▸ **Directions**: The answer should consist of each line from the data below that includes "forgot".
########################################
PR #3030, opened 2016-07-01
host: Replace libvirt-lxc backend with libcontainer

### LINKED ISSUE #38: pinkerton cleanup "device or resource busy"
Sometimes when running `pinkerton cleanup` from the libvirt backend, it fails with this error:

```text
context.go:90: rename /var/lib/docker/aufs/mnt/tmp-flynn-discoverd-277ab3fe3b594e80ad1d40838c2f7b66 /var/lib/docker/aufs/mnt/tmp-flynn-discoverd-277ab3fe3b594e80ad1d40838c2f7b66-removing: device or resource busy
```

### LINKED ISSUE #2367: Flynn cluster broke after libvirt update
Hello all,

We had our 3 node flynn cluster go down today... here is one of the host logs: https://gist.github.com/anonymous/77673fd510ece2aa5098

Any help possibly identifying the problem from these logs would be appreciated ... we also have a hunch that some other host maintenance may have caused unintentional harm to the cluster (possibly a broken apt-get update, and other networking modifications).

We are just going to rebuild it ... if you find anything that could root-cause the failure in the log please post back, elsewise feel free to close... we are not in production yet, so its not a huge deal.

### LINKED ISSUE #2553: Error when starting flynn-host and libvirt-bin daemon is not running
> <imjorge> i get this on the flynn-host.log when starting flynn-host
> <imjorge> 15:22:16.447397 host.go:259: [Code-38] [Domain-7] Failed to connect socket to '/var/run/libvirt/libvirt-sock': No such file or directory
> <imjorge> installed with: sudo bash < <(curl -fsSL https://dl.flynn.io/install-flynn)
> <imjorge> am i missing someting?
> <imjorge> the /var/lib/libvirt folder exists but not the .sock he is trying to open
> <lmars> imjorge: what is the output of `sudo status libvirt-bin`?
> <imjorge> sure enough :) "libvirt-bin stop/waiting"
> <lmars> ok, is there anything interesting in `/var/log/libvirt/libvirtd.log`?
> -flynn-ci/#flynn- FAIL: [1 failure(s)] Push of flynn[refs/heads/master] by lmars: 9e2b71c => fdd80ae https://ci.flynn.io/builds/20160310150440-70fd72d2
> <imjorge> last line on libvirt log is
> <imjorge> 2016-01-25 17:27:13.369+0000: 1234: error : ebiptablesDriverTestCLITools:4308 : Testing of ip6tables command failed: Failure to execute command '$IPT -n -L
> <imjorge> FORWARD' : 'Another app is currently holding the xtables lock. Perhaps you want to use the -w option?'.
> <lmars> ok, do you have other programs running which potentially modify iptables?
> <imjorge> i dont think so
> <imjorge> docker does?
> <lmars> yes
> <lmars> so you have Docker running?
> <imjorge> yes
> <lmars> ok that is probably the issue
> <lmars> I haven't seen this before though
> <lmars> maybe try `sudo start libvirt-bin` to see if it was just a race
> <imjorge> so far it appears to be started
> <imjorge> let me up flynn-host again
> <lmars> ok
> <imjorge> flynn-host.log currently at "INFO[03-10|15:32:42] waiting for discoverd                    component=cluster-monitor fn=Run"
> <lmars> ok, I think thats ok, you should now bootstrap
> <lmars> unless this was an already bootstrapped cluster?
> <imjorge> The built-in dashboard can be accessed at ...
> <imjorge> and off he went
> <imjorge> lmars: tx
> <lmars> :)
> <lmars> do you mind opening an issue with the error you got?
> <imjorge> not a problem but not sure what to include there, mind pvt me to see what you want me to put on the issue (which logs and whatnot)?
> <lmars> just copy our IRC convo
> <lmars> I can update if necessary
> <lmars> just want to make sure we have a record

### LINKED ISSUE #2725: Missing /data in Postgres containers
Rarely we encounter ENOENT errors from within a Postgres container, complaining that `/data` does not exist.

Recently, this prevented the trigger from being written to promote a sync: https://gist.github.com/anonymous/35a52bd07a3a842c1d83e0b50a0029b6

The mounts within the container *look* correct: https://gist.github.com/85312afbf35aaac4a7bd409a0e27b957

And the files in the volume, look almost correct from the host mount namespace: https://gist.github.com/anonymous/0aa1f2832dc4e6096ac2f05f5e6fe786 (note the missing `instance_id` file, probably removed while cleaning up after a failed base backup pull).

So far I have no further data points explaining why this happens.

### LINKED ISSUE #2803: Status app shows mariadb and postgress as unhealthy
We are monitoring the output of the status app, and occasionally mariadb and postgres go into an unhealthy state. Here's the HTTP response from the status app when in this state:
```json
{
  "data": {
    "status": "unhealthy",
    "detail": {
      "blobstore": {
        "status": "healthy",
        "version": "v20160506.0"
      },
      "controller": {
        "status": "healthy",
        "version": "v20160506.0"
      },
      "controller-scheduler": {
        "status": "healthy",
        "version": "v20160506.0"
      },
      "controller-worker": {
        "status": "healthy",
        "version": "v20160506.0"
      },
      "dashboard": {
        "status": "healthy",
        "version": "v20160506.0"
      },
      "discoverd": {
        "status": "healthy",
        "version": "v20160506.0"
      },
      "flannel": {
        "status": "healthy",
        "version": "v20160506.0"
      },
      "gitreceive": {
        "status": "healthy",
        "version": "v20160506.0"
      },
      "logaggregator": {
        "status": "healthy",
        "version": "v20160506.0"
      },
      "mariadb": {
        "status": "unhealthy",
        "version": "v20160506.0"
      },
      "postgres": {
        "status": "unhealthy",
        "version": "v20160506.0"
      },
      "router": {
        "status": "healthy",
        "version": "v20160506.0"
      }
    },
    "version": "v20160506.0"
  }
}
```

Here's debug info gists for the nodes in our cluster while the unhealthy status is being reported:
https://gist.github.com/6adb0ba0604f08b4eb242f97e9394c5d
https://gist.github.com/a48cdc7b22ecaca9b9e67c8456fe5aa6
https://gist.github.com/7f5f61e22a8c49b633bd3d07f46dc1e3

They started reporting unhealthy today at 17:18 UTC. Another cluster had the same thing happen earlier today, but in that case it resolved itself after about 20 minutes.

Also, at the same time it started reporting unhealthy, another app returned 503 briefly. However, that resolved itself immediately. May or may not be related.

### LINKED ISSUE #3021: host: Use libcontainer to start containers
We should support running containers using [libcontainer](https://github.com/opencontainers/runc/tree/master/libcontainer) for the following reasons:

* More control over assigned resources (e.g. capabilities, currently hard-coded by libvirt-lxc)

* Do away with most of [containerinit](https://github.com/flynn/flynn/blob/master/host/containerinit/init.go) (containers will be direct children of `flynn-host` so FDs can be shared in a more conventional way rather than passing them over Unix sockets, and `libcontainer` does most of the other setup like networking and setting rlimits)

* Close our [longest open bug](https://github.com/flynn/flynn/issues/38) (well, hopefully :smile:)

* Drop `libvirt-lxc` as a dependency (this would break in-place updates, so we would either need to keep libvirt-lxc around or not allow users to do an in-place update)

* Support running Flynn in Flynn (which would make testing things like cluster backup / restore *much* easier)

I have made a start on this on the `host-libcontainer-runtime` branch: https://github.com/flynn/flynn/compare/host-libcontainer-runtime

lmars:
Opening as an early PR to see what happens in CI.

Closes #38 
Closes #3021
Closes #2553
Closes #2367
Closes #2725 
Closes #2803


lmars:
There are still a couple of test failures, but I think these are CI flakes present on master, so this is now ready for review.

An overview of how containers work with libcontainer:

* `flynn-host` exec's `flynn-init` with `libcontainer-init` as a command line argument, and the `_LIBCONTAINER_INITPIPE` env var pointing at a pipe file descriptor opened by `flynn-host`
* `flynn-init` receives binary netlink data followed by a JSON configuration payload from the pipe which it uses to create namespaces, setup networking etc. (this is handled transparently by `libcontainer`)
* `flynn-init` exec's `/.containerinit` inside the container (which is just a bind mount of `flynn-init` from the host), and then `containerinit` proceeds as it does currently

Some notes:

* we continue to use cgroup partitions as we did with libvirt, but these are now named `/flynn/{system,user,background}` (rather than libvirt's `/machine/{system,user,background}.partition`)
* starting a container no longer leaves a supervisor process in the root mount namespace, so we no longer need `nsumount` and I have removed it
* I have manually verified that mounts are no longer being leaked (so #38 is fixed)
* networking setup is now handled by libcontainer and has been removed from `containerinit`
* since containers are now started as direct children of `flynn-host`, we could stop passing FDs over unix sockets, but that would break restarting `flynn-host` or updating it (the containers will get re-parented to init, and we will lose the FD references).

host/flynn-init/main.go
```diff
@@ -1,6 +1,25 @@
...
+
+func init() {
+	if len(os.Args) > 1 && os.Args[1] == "libcontainer-init" {
+		runtime.GOMAXPROCS(1)
+		runtime.LockOSThread()
+		factory, _ := libcontainer.New("", libcontainer.Cgroupfs)
+		if err := factory.StartInitialization(); err != nil {
+			log.Fatal(err)
+		}
+	}
```
titanous: Is there a reason to put this in `init` instead of `main`?

host/libcontainer_backend.go
```diff
@@ -455,21 +401,110 @@ func (l *LibvirtLXCBackend) Run(job *host.Job, runConfig *RunConfig, rateLimitBu
...
-		return err
-	}
-
-	if err := bindMount(l.resolvConf, filepath.Join(rootPath, "etc/resolv.conf"), false, true); err != nil {
-		log.Error("error bind mounting resolv.conf", "err", err)
-		return err
+	config := &configs.Config{
+		Rootfs: rootPath,
+		Capabilities: []string{
+			"CAP_CHOWN",
```
titanous: Where was this capabilities list taken from?

host/libcontainer_backend.go
```diff
@@ -455,21 +401,110 @@ func (l *LibvirtLXCBackend) Run(job *host.Job, runConfig *RunConfig, rateLimitBu
...
+			{Type: configs.NEWNS},
+			{Type: configs.NEWUTS},
+			{Type: configs.NEWIPC},
+			{Type: configs.NEWPID},
+		}),
+		Cgroups: &configs.Cgroup{
+			Path: filepath.Join("/flynn", job.Partition, job.ID),
+			Resources: &configs.Resources{
+				AllowedDevices: configs.DefaultAllowedDevices,
+				Memory:         1 * units.GiB,
```
titanous: Is this the memory limit? If so, should it come from the job resource config?

host/libcontainer_backend.go
```diff
@@ -602,85 +629,60 @@ func (l *LibvirtLXCBackend) Run(job *host.Job, runConfig *RunConfig, rateLimitBu
...
-		OnPoweroff: "preserve",
-		OnCrash:    "preserve",
+			{
+				Type:              "veth",
+				Name:              "eth0",
+				Bridge:            l.bridgeName,
+				Address:           initConfig.IP,
+				Gateway:           initConfig.Gateway,
+				Mtu:               1500,
+				HostInterfaceName: "veth" + random.String(4),
```
titanous: This name is not random enough, it will encounter collisions (birthday paradox). What is libcontainer's behavior in this case? Perhaps we should use an atomically incrementing integer?

host/libcontainer_backend.go
titanous: Nevermind, found the setting below.

titanous:
This is awesome! Have you tried removing the vendored libvirt client code?

titanous:
Looks like we'll probably need some minor docs updates.

host/Tupfile
```diff
@@ -2,6 +2,5 @@ include_rules
 : |> sed 's/{{TUF-ROOT-KEYS}}/@(TUF_ROOT_KEYS)/g' cli/root_keys.go.tmpl > %o |> cli/root_keys.go
 : cli/root_keys.go |> !cgo |> bin/flynn-host
 : bin/flynn-host |> gzip -9 --keep bin/flynn-host |> bin/flynn-host.gz
-: |> !go ./flynn-init |> bin/flynn-init
+: |> !cgo ./flynn-init |> bin/flynn-init
```
titanous: This will break containerinit if the rootfs doesn't have libc. Perhaps we should put the libcontainer part in `flynn-host` instead?

host/libcontainer_backend.go
lmars: Ah yes.

So after digging around, there is no code in libcontainer / runc which sets `HostInterfaceName` (which is why I just went with this random name). Looking at Docker v.1.11.1, it actually uses [libnetwork's GenerateIfaceName](https://github.com/docker/docker/blob/v1.11.1/vendor/src/github.com/docker/libnetwork/drivers/bridge/bridge.go#L889-L893) to do this, which just [tries a few times](https://github.com/docker/docker/blob/v1.11.1/vendor/src/github.com/docker/libnetwork/netutils/utils_linux.go#L33-L50).

We already have libnetwork vendored, so we could use that same method, or we could use an incremental int (although we will need to sychronise that across an udpate / restart). WDYT?

titanous: The libnetwork function sounds fine.

host/libcontainer_backend.go
lmars: This is actually the full list of capabilities from `/usr/include/linux/capability.h` on Ubuntu trusty.

I did intend to strip it down but I forgot. We could stick with the same list we have been using with `libvirt-lxc` (which blacklisted `CAP_SYS_MODULE`, `CAP_SYS_TIME`, `CAP_MKNOD`, `CAP_AUDIT_CONTROL`, and `CAP_MAC_ADMIN`, see [here](https://github.com/libvirt/libvirt/blob/v1.2.2/src/lxc/lxc_container.c#L1741-L1745)), or do a review of each capability to determine if we want to drop it or not (`libcontainer` provides "good defaults" too, see [here](https://github.com/opencontainers/runc/blob/master/libcontainer/SPEC.md#security))

titanous: Let's take the list from Docker.

lmars:
@titanous comments addressed (in terms of docs, I just updated [this line](https://github.com/flynn/flynn/commit/c1c1c6a366565a36ed76b2df3f4f54bb0ac5e4eb#diff-1ecddd30aee43db4147f32e89570bad9L46) in the architecture docs).

host/libcontainer_backend.go
```diff
@@ -53,6 +53,27 @@ const (
 	defaultMemory     = 1 * units.GiB
 )
 
+// defaultCapabilities is a list of capabilities which are set inside a
+// container, taken from:
+// https://github.com/opencontainers/runc/blob/v1.0.0-rc1/libcontainer/SPEC.md#security
+var defaultCapabilities = []string{
+	"CAP_NET_RAW",
```
titanous: This list does not appear to match the link.

lmars: In what way do they differ? I just took the ones with `Enabled: 1` set.

titanous: Ah, I missed the second column. That makes sense.

host/libcontainer_backend.go
```diff
@@ -3,58 +3,100 @@ package main
...
+	"CAP_KILL",
+	"CAP_SYS_CHROOT",
+}
+
+func init() {
+	// when starting a container with libcontainer, we first exec the
+	// current binary with libcontainer-init as the first argument,
+	// which triggers the following code to initialise the container
+	// environment (namespaces, network etc.) then exec containerinit
+	if len(os.Args) > 1 && os.Args[1] == "libcontainer-init" {
```
titanous: Put this in the `main` function so it's obvious what's going on.

lmars:
Updates are not currently working because all containers are exiting when the old `flynn-host` process dies.

I initially thought `flynn-host` was killing them on shutdown but this also happens when it dies abruptly with `SIGKILL`, so it must be the kernel which kills the containers.

The likely suspect is the [ParentDeathSignal](https://github.com/opencontainers/runc/blob/v1.0.0-rc1/libcontainer/configs/config.go#L84-L86) parameter, but so far I have not been able to configure things so that the containers do not exit (I have tried modifying that config variable, removing all `prctl` calls, making a `prctl` call to reset it in `containerinit`, but none of those approaches prevent the containers from dying).

I am investigating further.

lmars:
The containers were previously exiting when the parent `flynn-host` daemon exited because they were getting a TTY hangup signal due to the fact that `flynn-host` opened the console, which subsequently closed when it died.

I have changed things so that only TTY jobs get a console (f5d6b84) which means those jobs will not survive an update to `flynn-host`, but those jobs are usually interactive jobs (e.g. `flynn run bash`) so I don't think we need to worry about them.

I have also fixed job resurrection so that it only happens for jobs which aren't actually running (c7d703d), and although that could be changed on master I am bundling it in here as I hope we can merge this.

The last few test runs have had some failures but they are all tests which fail intermittently on master, and are mostly controller deployment related (something which I will be refactoring soon).

@titanous @josephglanville this is ready for a review.

host/libcontainer_backend.go
```diff
@@ -602,85 +636,71 @@ func (l *LibvirtLXCBackend) Run(job *host.Job, runConfig *RunConfig, rateLimitBu
...
-					Type:   "mount",
-					Source: lt.FSRef{Dir: rootPath},
-					Target: lt.FSRef{Dir: "/"},
-				},
-				{
-					Type:   "ram",
-					Source: lt.FSRef{Usage: "65535"}, // 64MiB
-					Target: lt.FSRef{Dir: "/dev/shm"},
-				},
+	ifaceName, err := netutils.GenerateIfaceName("veth", 4)
```
titanous: Should this be moved into the else block below?

host/libcontainer_backend.go
```diff
@@ -602,85 +636,71 @@ func (l *LibvirtLXCBackend) Run(job *host.Job, runConfig *RunConfig, rateLimitBu
...
+	if job.Config.TTY {
+		console, err := process.NewConsole(0, 0)
+		if err != nil {
+			return err
+		}
+		// copy the console to /dev/null because if we don't
+		// do anything with the console, it will be destroyed
+		// by the garbage collector and the job will get a
+		// tty hangup.
+		go io.Copy(ioutil.Discard, console)
```
titanous: This is weird, can we disassociate the console from the flynn-host process somehow?

script/install-flynn.tmpl
```diff
@@ -127,7 +127,7 @@ main() {
   local packages=(
     "aufs-tools"
     "iptables"
-    "libvirt-bin"
+    "cgroup-lite"
```
titanous: Were you able to get rid of the cgroup-lite package by setting up the cgroups in flynn-host?

lmars: Ah yes forgot about this, see bea0afb.

lmars:
@titanous so I went on a small TTY adventure today and eventually realised the issue was that not assigning a console to the container meant that when `containerinit` [opened a PTY](https://github.com/flynn/flynn/blob/v20160707.1/host/containerinit/init.go#L673) to hand to the job, it ended up having that PTY as its controlling terminal, so then exec'ing the job with `Setctty` for that same terminal would fail with `EPERM` because terminals can only be controlling for a single session.

Long story short, updating `github.com/kr/pty` to include [this change](https://github.com/kr/pty/commit/3b1f6487b7fc649d5f146df04e623bd55ba1bf7f) fixed that, and means there is now no need to create consoles in `flynn-host` (218e56e), so therefore no TTY hang ups when `flynn-host` exits.

Ready for another review :smile:.

titanous:
LGTM!

josephglanville:
LGTM. 🎉

lmars:
woot!

temujin9:
Woot indeed. Can I get a head's up when this releases?

titanous:
The latest nightly has it.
########################################
▸ **Response box**:
I did intend to strip it down but I forgot. We could stick with the same list we have been using with `libvirt-lxc` (which blacklisted `CAP_SYS_MODULE`, `CAP_SYS_TIME`, `CAP_MKNOD`, `CAP_AUDIT_CONTROL`, and `CAP_MAC_ADMIN`, see [here](https://github.com/libvirt/libvirt/blob/v1.2.2/src/lxc/lxc_container.c#L1741-L1745)), or do a review of each capability to determine if we want to drop it or not (`libcontainer` provides "good defaults" too, see [here](https://github.com/opencontainers/runc/blob/master/libcontainer/SPEC.md#security))
lmars: Ah yes forgot about this, see bea0afb.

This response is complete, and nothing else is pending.